Luftbrücke für verletzte Kinder
In Vietnam werden bald Tausende Kinder in Waisenhäusern und einem Krankenhaus versorgt. Krankenschwestern und Ärzte werden angestellt. Das Ausmaß der Hilfe ist so groß, dass sie den USA missfällt. Sie machen dem Marionettenregime in Saigon Druck, terre des hommes die Arbeit zu erschweren. Doch terre des hommes lässt sich nicht einschüchtern, verurteilt den Bombenkrieg und richtet sogar eine Luftbrücke für Kinder in Not ein. In Deutschland und Vietnam entstehen Einrichtungen für kriegsverletzte, unterernährte, kranke Kinder und orthopädische Werkstätten.
Nach dem Krieg ist Hilfe erst recht nötig
Als 1975 Südvietnam kapituliert und die USA das Land fluchtartig verlassen, bleibt terre des hommes als eine der wenigen internationalen Hilfsorganisationen vor Ort. Die Mitarbeiterinnen und Mitarbeiter liefern Reis und Medikamente, unterstützen Ärzte und Pfleger bei Impfaktionen, helfen bei der Suche nach Angehörigen für die Waisenkinder – und kritisieren die Bundesregierung scharf für ihr Nichtstun. Mit dem vietnamesischen Roten Kreuz entsteht in Saigon das erste Projekt, ein Zentrum für unterernährte Waisenkinder, das »Center for the Rehabilitation of Malnourished Orphaned Children« (CROM). Eine gleichberechtigte Partnerschaft entwickelt sich.
Vorwürfe gegen terre des hommes
Aber auch Kritik kommt auf: Stützt man nicht einen Unrechtsstaat, aus dem Menschen fliehen? terre des hommes verschließt davor nicht die Augen und hilft auch vietnamesischen Bootsflüchtlingen. Allerdings bleibt klar: Hilfe ist in dem weitgehendverwüsteten und isolierten Land, in dem Bomben, Minen, chemische Kampfmittel und Entlaubungsgifte wie »Agent Orange« weiterhin Missbildungen hervorrufen, bitter nötig. 1983 eröffnet terre des hommes in Ho-Chi-Minh-Stadt das Rehabilitationszentrum für querschnittsgelähmte und körperbehinderte Kinder und Jugendliche (CREP). Ein Osnabrücker Architekt hat es ehrenamtlich entwickelt. Die Kosten von 3,5 Millionen Mark tragen 2.000 Spenderinnen und Spender. Hier werden Kinder behandelt, erhalten Prothesen oder Rollstühle.
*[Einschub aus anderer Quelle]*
PR #1714, opened 2023-02-14
Remove `make deps`

brianstrauch:
Checklist
---------
   * yes: ok

What
----
`go install` is essentially a no-op when a package is already installed (it's much more performant now than it was in certain older versions of Go). We can move the `go install` commands closer to where they're needed to simplify the setup process (and make our tests that only use some of the dependencies faster)

Test & Review
-------------
Manually executed targets to make sure they still work as intended.

### DIFF
--- a/Makefile
+++ b/Makefile
@@ -1,5 +1,7 @@
-SHELL           := /bin/bash
-ALL_SRC         := $(shell find . -name "*.go" | grep -v -e vendor)
+SHELL              := /bin/bash
+ALL_SRC            := $(shell find . -name "*.go" | grep -v -e vendor)
+GORELEASER_VERSION := v1.15.2
+
 GIT_REMOTE_NAME ?= origin
 MAIN_BRANCH     ?= main
 RELEASE_BRANCH  ?= main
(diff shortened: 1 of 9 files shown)


Makefile
```diff
@@ -156,6 +150,7 @@ endif
 .PHONY: int-test
 int-test:
 ifdef CI
+	go install gotest.tools/gotestsum@v1.8.2 && \
```
MuweiHe, line 153: have you monitored the time difference with running `go install`?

Hilfe für behinderte Kinder
Mit den Rehabilitationseinrichtungen CREP und CROM hat terre des hommes zwei wichtige Einrichtung zur Unterstützung behinderter und unterernährter Kinder geschaffen. Doch es sind vor allem Kinder auf dem Land und in abgelegenen Regionen, die Hilfe brauchen. terre des hommes konzentriert sich nun darauf, dezentrale Gesundheitsdienste in den ländlichen Regionen aufzubauen. Damit wird es nun möglich, unterernährte Kinder und Opfer von Agent Orange in ihren Dörfern vor Ort zu versorgen. Immer stärker rückte nun die Arbeit auf dem Land und in abgelegenen Regionen in den Mittelpunkt.
Vietnam heute: Hilfe für benachteiligte Kinder
Heute, 50 Jahre später, ist in Vietnam viel erreicht. Armut und Analphabetentum gingen zurück. Viele Kinder, denen terre des hommes geholfen hat, sind heute Krankenschwestern, Ärzte, selbstständig oder arbeiten in Behörden. Doch Industrialisierung und ein rasantes Bevölkerungswachstum auf fast 100 Millionen Einwohner schaffen neue Herausforderungen. Immer mehr junge Menschen verlassen die Dörfer und suchen ihr Glück in den schnell wachsenden Metropolen des Landes.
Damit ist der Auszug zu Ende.